Collected data entries
PR #2472, opened 2026-08-22
feat(redshift): implement Redshift emulation with snapshot and parameter group support

vuthehuyht:
## Summary

Implements AWS Redshift emulation for Floci, including both the Management API (Control Plane) and Data Plane via Docker.

**Phase 1 Core Management API:**
- `CreateCluster`, `DescribeClusters`, `DeleteCluster`
- Data Plane: spins up a `postgres:15-alpine` container per cluster (same pattern as RDS)
- Wired through `AwsQueryController` -> `RedshiftQueryHandler` -> `RedshiftService`
- Storage via `StorageFactory` / `AccountAwareStorageBackend`

**Phase 2 Operations (Snapshots & Parameter Groups):**
- `CreateClusterSnapshot`, `DescribeClusterSnapshots`, `DeleteClusterSnapshot`, `RestoreFromClusterSnapshot`
  - Real backup/restore using `pg_dump` and `psql` via Docker Exec API
  - SQL dumps streamed directly to/from disk (no in-memory buffering)
- `CreateClusterParameterGroup`, `DescribeClusterParameterGroups`, `DescribeClusterParameters`, `DeleteClusterParameterGroup`
  - Mock state - stores metadata, returns standard parameter list

## Type of change

- [ ] Bug fix (`fix:`)
- [x] New feature (`feat:`)
- [ ] Docs / chore

## AWS Compatibility

Verified against **AWS SDK for Java v2** (`software.amazon.awssdk:redshift`):
- `CreateCluster` / `DescribeClusters` / `DeleteCluster`
- `CreateClusterSnapshot` / `DescribeClusterSnapshots` / `RestoreFromClusterSnapshot`
- `CreateClusterParameterGroup` / `DescribeClusterParameterGroups`

Wire protocol: **AWS Query Protocol** (form-encoded POST + `Action` param, XML response) - consistent with existing SQS, SNS, RDS implementations.

Data Plane verified via JDBC (`org.postgresql:postgresql`) - create table, insert, snapshot, restore, query on restored cluster.

## Checklist

- [x] New or updated integration test added (`RedshiftServiceTest`, `RedshiftQueryHandlerTest`, `RedshiftContainerManagerTest`, `RedshiftOperationsTest`, `compatibility-tests/.../RedshiftOperationsTest`)


pgermosen (commented):
Thanks — a whole new service with a real data plane is a lot of ground, so a scope note first: at
~1,700 lines of main code I read `RedshiftContainerManager` and `RedshiftService` closely, with
attention to the process execution, the credential paths and the restart-recovery logic, since
those carry the risk that a container-backed service adds over a metadata-only one. I skimmed the
models and did not read all ~2,250 lines of tests line by line. Everything below comes from that
read.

_WORK INSTRUCTION:_
Only lines that hold the string "Phase" belong in the answer, so copy every one of them from the records.

_TASK RESULT:_
**Phase 1 Core Management API:**
**Phase 2 Operations (Snapshots & Parameter Groups):**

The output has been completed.